Durante aquellos años, todos los servicios de inteligencia comprendieron que la más potente arma contra una agencia enemiga, a menos que realmente tuviesen infiltrado a un topo, era que creyesen tener uno. Durante años, la obsesión del predecesor de Cobra, James Angleton, de que los soviéticos tenían un topo dentro de la CIA, casi había aniquilado a la agencia.

Al otro lado del Atlántico, los británicos dedicaron años de infructuosos esfuerzos para identificar al «quinto hombre» (después de Burgess, Philby, Maclean y Blunt). Muchas carreras quedaron destrozadas cuando las sospechas recayeron en el hombre equivocado.

Devereaux, que durante aquellos años era un chico universitario que se abría paso para convertirse en un hombre clave de la CIA, había observado y aprendido. Y lo que había aprendido a lo largo del año anterior, y la única razón por la que creía que acabar con la industria de la cocaína era factible cuando los demás ya habían renunciado a ello, eran las notables similitudes entre los cárteles y las bandas por un lado y las agencias de espionaje por el otro.

—Ambas son hermandades cerradas —comentó a Dexter—. Tienen complejos y secretos rituales de iniciación. Se alimentan de la sospecha rayana en la paranoia. Son leales con los leales, pero despiadados con los traidores. Los extraños son sospechosos por el solo hecho de ser de fuera. Puede que ni siquiera confíen en sus propias esposas e hijos, y mucho menos en sus amigos. Así que tienden a relacionarse solo los unos con los otros. La consecuencia es que los rumores se propagan como el fuego. La buena información es vital, la desinformación accidental lamentable, pero la desinformación premeditada es letal.

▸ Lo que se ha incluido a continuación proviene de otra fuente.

PR #79, opened 2020-12-17
[#73] Implement RegistryDAO

### LINKED ISSUE #73: Implement Registry DAO and Treasury DAO

We need to develop 2 DAO contracts: registry and treasury. We don't have an exact specification of what they should do, so we should come up with it ourselves.

Below are some notes that I had some time ago
————————————————————————————————————
For Registry DAO in general case we can have something like:
```
data RegistryProposalMetadata k v = RegistryProposalMetadata
  { agoraPostId :: MText
  , diff :: [RegistryUpdate k v]
  }

data RegistryUpdate k v = RegistryUpdateItem 
  { key :: k
  , newValue :: Maybe v 
  , oldValue :: Maybe v
  }

data RegistryContractExtra k v = RegistryContractExtra 
  { registry :: BigMap k (RegistryEntry v)
  }

data RegistryEntry v = RegistryEntry
  { value :: Maybe v
   -- optional statistics on given proposal
  , lastUpdated :: Timestamp
  }
```

So `contractExtra` is a big map from `k` to `v` that can store extra data for each `v` (such as `lastUpdated` timestamp). In a specific Registry DAO contract `k` and `v` should be set to specific types.
`proposalMetadata` in this case contains a list of items updating the `contractExtra` big_map along with some extra information such as `agoraPostId`.
In this case RegistryDAO is a key-value storage where each update need to go through voting

For Treasury we can have:
```
data ProposalMetadata = ProposalMetadata
  { amount :: Mutez
  , recipientId :: Address
  , agoraPostId :: MText
  }
```
`contractExtra` can be empty, i. e. `unit`. Anyone can add funds to the treasury by calling its `default` entrypoint.
Sometimes people can be rewarded for useful activities. Alice can write an Agora post #123. Then someone can propose giving Alice 10 XTZ for this post. This person creates and submits a new proposal. If it's accepted, we transfer 10 XTZ to Alice (or less if there is not enough balance in the treasury contract)
————————————————————————————————————————————

There are tools called Aragon and Daostack, AFAIK they let you create DAOs from templates. Perhaps there are templates for Treasury and Registry DAO. So we should check how these two types of DAO are represented there. After that, we should write down what exact functionality should be present in this DAOs and discuss it. Once we figure out what it should be, we will proceed to implementation.

# Acceptance criteria

1. There is a clear description/specification of what these 2 types of DAO should do and to which extent they should be customizable.
2. These 2 DAO contracts are present in the contract registry and can be printed (as well as their initial storages).

Notes: lambdas present in the `Config` type should be constant for a specific contract. I mean, for Treasury DAO there is a single definition of each lambda. However, we still might want some configuration, e. g. for Treasury DAO we may want to specify maximal `amount` to be transferred. Configuration of these 2 templates should happen at origination time, not compile time. So parameters should be part of the storage. We can put them into `contractExtra` and use them in lambdas.
The only complexity can happen in Registry DAO if we have to make some types there configurable. In the example above we have `k` and `v` parameters which must be instantiated in compile time. So we can't print the contract without knowing these types. But UI doesn't want to use our Haskell code. So our Haskell code should be used before UI. One possible way to solve this problem is to print stub strings as `k` and `v` types and require the UI to to replace these stubs with actual `k` and `v`. Maybe there are better ways.

rinn7e:
## Description

Problem: We need to develop 2 DAO contracts: registry and treasury for
the new DAO frontend. We implement only RegistryDAO in this MR for now.

Solution: Add `RegistryDAO` according to specification, add tests.

Specification: https://gist.github.com/gromakovsky/8fb38c6992bf779e68241a31630f39d5

## Related issue(s)

Resolves first part of #73

- Tests
        silently reappearing again.

- Documentation
    - Haddock

### DIFF
--- a/app/Main.hs
+++ b/app/Main.hs
@@ -14,6 +14,7 @@ import Paths_baseDAO (version)
 
 import BaseDAO.CLI
 import qualified Lorentz.Contracts.GameDAO as GameDAO
+import qualified Lorentz.Contracts.RegistryDAO as RegistryDAO
 import qualified Lorentz.Contracts.TrivialDAO as TrivialDAO
 
 repoSettings :: GitRepoSettings
@@ -32,6 +33,13 @@ contracts = daoContractRegistry
     , dciConfig = GameDAO.config
     , dciExtraParser = pure def
     }
+  , DaoContractInfo
+    { dciName = "RegistryDAO"
+    , dciConfig = RegistryDAO.config @ByteString @ByteString
+    , dciExtraParser = pure def
+    }
+  -- Note: When adding a new contract, CI needs to be updated to
+  -- upload the new contract's documentation.
   ]
 
 main :: IO ()
--- a/src/Lorentz/Contracts/BaseDAO/Proposal.hs
+++ b/src/Lorentz/Contracts/BaseDAO/Proposal.hs
@@ -9,6 +9,7 @@ module Lorentz.Contracts.BaseDAO.Proposal
   , setQuorumThreshold
   , flush
   , dropProposal
+  , toProposalKey
   ) where
 
 import Lorentz
@@ -70,14 +71,13 @@ toProposalKey = do
 ------------------------------------------------------------------------
 -- Propose
 ------------------------------------------------------------------------
-
 checkIsProposalValid
-  :: forall store ce pm.
-     Config ce pm -> '[ProposeParams pm, store] :-> '[ProposeParams pm, store]
+  :: forall store ce pm s. (StorageC store ce pm)
+  => Config ce pm -> (ProposeParams pm : store : s) :-> (ProposeParams pm: store : s)
 checkIsProposalValid Config{..} = do
-  dup
+  dupTop2
   cProposalCheck
-  stackType @[Bool, ProposeParams pm, store]
+  stackType @(Bool : ProposeParams pm : store : s)
   if Holds then
     nop
   else
@@ -208,7 +208,7 @@ propose
 propose config = do
   doc $ DDescription proposeDoc
   stackType @(ProposeParams pm : store : s)
-  framed $ checkIsProposalValid config
+  checkIsProposalValid config
   framed $ checkProposalLimitReached config
   framed $ checkProposerUnfrozenToken
   stackType @(ProposeParams pm : store : s)
@@ -532,7 +532,7 @@ unfreezeProposerToken Config{..} isAccepted = do
           stackType @(Natural : Address : store : Proposal pm : ProposalKey pm : [Operation] : s)
 
         False -> do
-          dup
+          dupTop2
           cRejectedProposalReturnValue
           stackType @("slash_amount" :! Natural : Proposal pm : store : ProposalKey pm : [Operation] : s)
           dip $ do
@@ -709,7 +709,9 @@ flush config = do
   -- guards
   dip $ do
     ensureNotMigrated
+
   ensureMaybeIsNot (Just 0 :: Maybe Natural)
+
   push 0; toNamed #currentCount; pair
   nil
   dig @2; stGetField #sProposalKeyListSortByDate
@@ -757,7 +759,6 @@ dropProposal config = do
   else do
     failCustom_ #fAIL_DROP_PROPOSAL_NOT_OVER
 
--- Have to be divided like this due to Maybe a is not comparable
 ensureMaybeIsNot :: forall a s.
   ( NiceParameter a, NiceStorage a
   , NicePackedValue a, NiceComparable a
--- a/src/Lorentz/Contracts/BaseDAO/Types.hs
+++ b/src/Lorentz/Contracts/BaseDAO/Types.hs
@@ -83,15 +83,17 @@ data Config contractExtra proposalMetadata = Config
   , cUnfrozenTokenMetadata :: FA2.TokenMetadata
   , cFrozenTokenMetadata :: FA2.TokenMetadata
 
-  , cProposalCheck :: forall s
-      . (ProposeParams proposalMetadata) : s
+  , cProposalCheck :: forall s store.
+        StorageC store contractExtra proposalMetadata
+    =>  ProposeParams proposalMetadata : store : s
     :-> Bool : s
   -- ^ A lambda used to verify whether a proposal can be submitted.
   -- It checks 2 things: the proposal itself and the amount of tokens frozen upon submission.
   -- It allows the DAO to reject a proposal by arbitrary logic and captures bond requirements
 
-  , cRejectedProposalReturnValue :: forall s
-      . (Proposal proposalMetadata) : s
+  , cRejectedProposalReturnValue :: forall s store.
+        StorageC store contractExtra proposalMetadata
+    =>  Proposal proposalMetadata : store : s
     :-> ("slash_amount" :! Natural) : s
   -- ^ When a proposal is rejected, the value that voters get back can be slashed.
   -- This lambda specifies how many tokens will be received.
@@ -137,9 +139,9 @@ defaultConfig = Config
       , FA2.tmExtras = mempty
       }
   , cProposalCheck = do
-      drop; push True
+      dropN @2; push True
   , cRejectedProposalReturnValue = do
-      drop; push (0 :: Natural); toNamed #slash_amount
+      dropN @2; push (0 :: Natural); toNamed #slash_amount
   , cDecisionLambda = do
       drop; nil
 
--- a/src/Lorentz/Contracts/RegistryDAO.hs
+++ b/src/Lorentz/Contracts/RegistryDAO.hs
@@ -1,0 +1,179 @@
+-- SPDX-FileCopyrightText: 2020 TQ Tezos
+-- SPDX-License-Identifier: LicenseRef-MIT-TQ
+
+-- | A Registry DAO can be used to store key value pair @(k, v)@
+module Lorentz.Contracts.RegistryDAO
+  ( registryDaoContract
+  , config
+  ) where
+
+import Lorentz
+import Universum ((*))
+
+import qualified Lorentz.Contracts.BaseDAO as DAO
+import qualified Lorentz.Contracts.BaseDAO.Proposal as DAO
+import qualified Lorentz.Contracts.BaseDAO.Types as DAO
+import Lorentz.Contracts.RegistryDAO.Types
+import Lorentz.Contracts.RegistryDAO.Doc
+
+{-# ANN module ("HLint: ignore Reduce duplication" :: Text) #-}
+
+-- | To pass a proposal check, a proposal needs to have:
+-- @
+--   let s = size(pack(proposalMetadata))
+--
+--   submitTokens == ceFrozenScaleValue * s + ceFrozenExtraValue
+--     &&
+--   s < ceMaxProposalSize
+-- @
+registryDaoProposalCheck
+  :: forall s k v store.
+     ( NicePackedValue (RegistryDaoProposalMetadata k v)
+     , IsoRegistryDaoProposalMetadata k v
+     , DAO.StorageC store (RegistryDaoContractExtra k v) (RegistryDaoProposalMetadata k v)
+     )
+  => DAO.ProposeParams (RegistryDaoProposalMetadata k v) : store : s
+  :-> Bool : s
+registryDaoProposalCheck = do
+  getField #ppProposalMetadata
+  packRaw
+  size; toNamed #proposalSize
+
+  duupX @3
+  stToField #sExtra; toFieldNamed #ceMaxProposalSize; dip dup
+  if #ceMaxProposalSize >. #proposalSize then do
+    fromNamed #proposalSize
+    dig @2
+    stackType @(store : Natural : DAO.ProposeParams (RegistryDaoProposalMetadata k v) : s)
+    stToField #sExtra
+
+    getField #ceFrozenScaleValue; dip swap; mul
+    swap; toField #ceFrozenExtraValue; add
+
+    toNamed #requireValue; swap
+    toFieldNamed #ppFrozenToken; swap
+
+    if #requireValue ==. #ppFrozenToken then do
+      push True
+    else do
+      -- The frozen tokens from the proposal has to be exactly equal to the require frozen tokens.
+      push False
+  else do
+    -- submitted proposal size is bigger than max proposal size
+    dropN @3
+    push False
+
+-- | The slash value of a fail proposal is calculated as:
+-- @
+--   slashValue
+--     = ceSlashScaleValue * pProposerFrozenToken / ceSlashDivisionValue
+-- @
+registryDaoRejectedProposalReturnValue
+  :: forall s k v store.
+      (IsoRegistryDaoProposalMetadata k v
+      , DAO.StorageC store (RegistryDaoContractExtra k v) (RegistryDaoProposalMetadata k v)
+      )
+  =>  (DAO.Proposal (RegistryDaoProposalMetadata k v)) : store : s
+  :-> ("slash_amount" :! Natural) : s
+registryDaoRejectedProposalReturnValue = do
+  toField #pProposerFrozenToken
+  swap
+  stToField #sExtra
+
+  getField #ceSlashScaleValue; dip swap; mul
+  swap; toField #ceSlashDivisionValue; swap; ediv
+  ifSome car $
+    push (0 :: Natural)
+  toNamed #slash_amount
+
+-- | When a proposal is accepted, we add/update the new registry entry
+-- to the storage registry.
+-- We also record the corresponding proposal key and the current time
+-- of when it is applied.
+decisionLambda
+  :: forall k v s store.
+  ( DAO.StorageC store (RegistryDaoContractExtra k v) (RegistryDaoProposalMetadata k v)
+  -- shared
+  , IsoRegistryDaoProposalMetadata k v
+  , NicePackedValue (RegistryDaoProposalMetadata k v)
+  )
+  =>  DAO.Proposal (RegistryDaoProposalMetadata k v) : store : s
+  :-> List Operation : store : s
+decisionLambda = do
+  constructT @(DAO.ProposeParams (RegistryDaoProposalMetadata k v))
+    ( fieldCtor $ getField #pProposerFrozenToken
+    , fieldCtor $ getField #pMetadata
+    )
+  dip $ getField #pProposer; pair; DAO.toProposalKey
+  swap
+  toField #pMetadata
+  caseT
+    ( #cNormalProposalType /-> do
+        toField #npDiff
+        iter $ do
+          stackType @(RegistryUpdate k v : (DAO.ProposalKey (RegistryDaoProposalMetadata k v)) : store : s)
+          constructT @(RegistryEntry k v)
+            ( fieldCtor $ getField #ruNewValue
+            , fieldCtor $ duupX @2
+            , fieldCtor $ now
+            )
+          stackType @(RegistryEntry k v : RegistryUpdate k v : (DAO.ProposalKey (RegistryDaoProposalMetadata k v)) : store : s)
+          dip $ dip swap
+          dip $ toField #ruKey
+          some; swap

Desde sus primeros estudios sobre este caso, Cobra había comprendido que las situaciones de Estados Unidos y Europa eran diferentes en un aspecto vital. Los puntos de entrada de la droga en Europa eran numerosos, pero el noventa por ciento del suministro norteamericano llegaba a través de México, un país que no producía ni un solo gramo.

A medida que los tres gigantes de México y varios cárteles menores se peleaban entre ellos, debían competir por cantidades cada vez más pequeñas y hacer continuos ajustes de cuentas provocados por las nuevas matanzas de cada bando; de tal modo que la escasez de mercancía al norte de la frontera se convirtió en sequía. Hasta aquel invierno había sido un alivio para las autoridades norteamericanas que la locura al sur de la frontera se quedase allí. Pero aquel enero la violencia cruzó la frontera.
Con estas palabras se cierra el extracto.